Action item: In your reply, reproduce the lines from the first one below to the line containing "As I see it, the", inclusive, exactly as they stand.

Dataset:
§
PR #2271, opened 2019-10-11
adapted example ReducedBasisEx7 for PETSc >= 3.9.5

### LINKED ISSUE #1890: issue with example reduced_basis_7: PETSc >= 3.9 / no MUMPs
I am compiling against the git-branch (3.10.1) from PETSc and saw that
the option ``-pc_factor_mat_solver_package`` is deprecated (since 3.9.) and is replaced by ``-pc_factor_mat_solver_type``.
Moreover, when Petsc is configured without Mumps, this option should not be used.

As I see it, the 'run.sh'-files are not touched by any configure-step. Is there some other (easy) way to switch between the name of arguments? 
The more important issue is: If PETSc is configured without Mumps, this should not be used at all.
One can of course skip this example, but it runs with just 
``options="-online_mode 0 -ksp_type preonly -pc_type lu"``.
Would you still skip it or do you have some standard way to run examples differently depending on the configuration?

BalticPinguin:
... finally I have some suggestion to fix  #1890 
Maybe it is not the most elegant solution, but it seems to fix the issue.

### DIFF
--- a/examples/reduced_basis/reduced_basis_ex7/reduced_basis_ex7.C
+++ b/examples/reduced_basis/reduced_basis_ex7/reduced_basis_ex7.C
@@ -84,6 +84,43 @@ int main (int argc, char** argv)
   // FIXME: This example currently segfaults with Trilinos?
   libmesh_example_requires(libMesh::default_solver_package() == PETSC_SOLVERS, "--enable-petsc");
 
+#if LIBMESH_HAVE_PETSC
+  // lets parse the input to check which set of arguments was provided.
+  // Skip the runs with wrong arguments:
+  GetPot input(argc, argv);
+
+  // skip if the specification of the solver-package is given in wrong syntax:
+#if PETSC_VERSION_LESS_THAN(3,9,0)
+  if (input.search("-pc_factor_mat_solver_type"))
+   {
+      out<<"LibMesh was configured with PETSc < 3.9, but comman-line options"<<std::endl;
+      out<<"use syntax understood by later vernions only. Skipping now."<<std::endl;
+      return 77;
+   }
+#else
+  if (input.search("-pc_factor_mat_solver_package"))
+    {
+      out<<"LibMesh was configured with PETSc >= 3.9, but comman-line options"<<std::endl;
+      out<<"use deprecated syntax. Skipping now."<<std::endl;
+      return 77;
+    }
+#endif
+
+  // check that we have the required solver:
+  std::string solver;
+#ifndef PETSC_HAVE_MUMPS
+  solver = input.next("mumps");
+  if (solver == "mumps")
+    libmesh_example_requires(false, "petsc having mumps");
+#endif
+#ifndef PETSC_HAVE_SUPERLU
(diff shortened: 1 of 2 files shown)


examples/reduced_basis/reduced_basis_ex7/reduced_basis_ex7.C
```diff
@@ -84,6 +84,43 @@ int main (int argc, char** argv)
...
+    {
+      out<<"LibMesh was configured with PETSc >= 3.9, but comman-line options"<<std::endl;
+      out<<"use deprecated syntax. Skipping now."<<std::endl;
+      return 77;
+    }
+#endif
+
+  // check that we have the required solver:
+  std::string solver;
+#ifndef PETSC_HAVE_MUMPS
```
jwpeterson: Hmm... I guess this uses the #define directly from petscconf.h which should be fine, but note that we also set `LIBMESH_PETSC_HAVE_MUMPS` and `LIBMESH_PETSC_HAVE_SUPERLU_DIST` in our own config.

examples/reduced_basis/reduced_basis_ex7/reduced_basis_ex7.C
```diff
@@ -84,6 +84,43 @@ int main (int argc, char** argv)
...
+#if LIBMESH_HAVE_PETSC
+  // lets parse the input to check which set of arguments was provided.
+  // Skip the runs with wrong arguments:
+  GetPot input(argc, argv);
+
+  // skip if the specification of the solver-package is given in wrong syntax:
+#if PETSC_VERSION_LESS_THAN(3,9,0)
+  if (input.search("-pc_factor_mat_solver_type"))
+   {
+      out<<"LibMesh was configured with PETSc < 3.9, but comman-line options"<<std::endl;
```
jwpeterson: Print statements should full `libMesh::out` and typo: "comman" -> "command"

examples/reduced_basis/reduced_basis_ex7/reduced_basis_ex7.C
```diff
@@ -84,6 +84,43 @@ int main (int argc, char** argv)
...
+    libmesh_example_requires(false, "petsc having mumps");
+#endif
+#ifndef PETSC_HAVE_SUPERLU
+  solver = input.next("superlu");
+  if (solver == "superlu")
+    libmesh_example_requires(false, "petsc having superlu");
+#endif
+
+#endif //LIBMESH_HAVE_PETSC
+
```
jwpeterson: Since this isn't an `#else`, I think you are going to end up calling `input.next` here twice which probably won't do the right thing? Also, the input to `next` is meant to be a default value, which you can just leave as an empty string, i.e. call `solver = input.next(solver)` outside all the `#if` blocks and then handle unrecognized values appropriately below.

BalticPinguin:
thank you for the comments; I fully agree.

jwpeterson:
Thanks for this. I will make a couple of cosmetic changes and then merge.

PR #2280, opened 2019-10-15
DynaIO fixes, calculate_map fix/optimization

roystgnr:
Bug fixes for #2259, plus a more complicated unit test that caught the original bugs, plus a performance fix for the use of FE in a mapping-only context (which doubles as a bug fix when using rational basis mapping functions).


roystgnr:
Going to merge this, with fingers crossed that nobody else is relying on our previous "you can prerequest one kind of mapping data, then reinit, then request a different kind of mapping data too after the fact because we precomputed everything whether you asked for it or not" behavior.  We'll still be supporting "if you prerequest nothing then we got into backwards compatibility mode and compute everything" uses, just not that mixed scenario.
§
Solved exercise:
PR #2271, opened 2019-10-11
adapted example ReducedBasisEx7 for PETSc >= 3.9.5

### LINKED ISSUE #1890: issue with example reduced_basis_7: PETSc >= 3.9 / no MUMPs
I am compiling against the git-branch (3.10.1) from PETSc and saw that
the option ``-pc_factor_mat_solver_package`` is deprecated (since 3.9.) and is replaced by ``-pc_factor_mat_solver_type``.
Moreover, when Petsc is configured without Mumps, this option should not be used.

As I see it, the 'run.sh'-files are not touched by any configure-step. Is there some other (easy) way to switch between the name of arguments? 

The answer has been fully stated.